December was a bit of a strange month. It started with a whirwind’s pace but then, after I turned in the final grades, there was nothing for me to do. It was the first time in months that I hadn’t done anything for work, and it made me realize that I need to get better at managing my time. It’s not that I didn’t get things done during the fall, it’s just that I spread them out to the point where I was doing something for work every single day. So I took the second half of this month to relax. I submitted some stories for publication. I finished some books I’d been working on for a long time. I even took a day to play some soccer. The holidays were nice, too, full of good food and family. I also made (and helped consume) twelve dozen cookies. I didn’t really get out much this month, but what I really wanted (and needed) was just some quiet time to myself, and that’s exactly what I got to finish up my year.
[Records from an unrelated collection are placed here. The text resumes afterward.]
PR #4009, opened 2022-04-04
[ARTEMIS-3756]: Enabling extra parameters to be passed by the URI.

ehsavoie:
* passing the full list of parameters when creating the URI.
 * moving the WARN message to DEBUG when unknown parameters are
   received.

Jira: https://issues.apache.org/jira/browse/ARTEMIS-3756

### DIFF
--- a/artemis-core-client/src/main/java/org/apache/activemq/artemis/core/client/ActiveMQClientLogger.java
+++ b/artemis-core-client/src/main/java/org/apache/activemq/artemis/core/client/ActiveMQClientLogger.java
@@ -426,11 +426,6 @@ public interface ActiveMQClientLogger extends BasicLogger {
    void broadcastTimeout(int retry, int maxretry);
 
    @LogMessage(level = Logger.Level.WARN)
-   @Message(id = 212078, value = "Connection factory parameter ignored {0}",
-      format = Message.Format.MESSAGE_FORMAT)
-   void connectionFactoryParameterIgnored(String parameterName);
-
-   @LogMessage(level = Logger.Level.WARN)
    @Message(id = 212079, value = "The upstream connector from the downstream federation will ignore url parameter {0}", format = Message.Format.MESSAGE_FORMAT)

Behemoth, by Scott Westerfeld
The second book in this steampunk trilogy, I enjoyed this one more than the second—due, I think, to my new understanding of the genre. I like the direction this story is moving, and while I think I know how it’s going to end, I can’t yet see how we’re going to get there, so that’s exciting.

Room, by Emma Donoghue
Emma Donoghue came recommended to me by an old high school friend who now works at the local bookstore. It’s perhaps the best recommendation I’ve ever gotten in my life. This book was fantastic. I would pick it up at night, planning to read one chapter, but two hours later, I’d be one hundred pages in. It just sucked me in and held me fast. You must read this book.

New Spring, by Robert Jordan
The prequel (one of three intended but the only one ever written) to the Wheel of Time, this book was a reread for me. The final book in the Wheel of Time comes out later this year (most likely), and so I had ideas of rereading the whole series and decided to do a chronological read instead of a publishing order lead (I think New Spring came out after book 10 in the series). Not much to say about it except that it’s a fun, fast read, and that I love seeing so many of my favorite characters in a new and younger light.

And that’s it for now. I’ll do one final post detailing my favorite reads of the year, my stats, and my goals for 2012 (which I’m already behind at).